» **Task to carry out**:
The records below need to be restated word for word.

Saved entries
PR #127, opened 2017-07-08
Dispvm fix

marmarek:
Two fixes:
 - storage definition
 - asyncio usage

Fixes QubesOS/qubes-issues#2896


woju:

» **Exercise response**:
PR #127, opened 2017-07-08
Dispvm fix

marmarek:
Two fixes:
 - storage definition
 - asyncio usage

Fixes QubesOS/qubes-issues#2896


woju:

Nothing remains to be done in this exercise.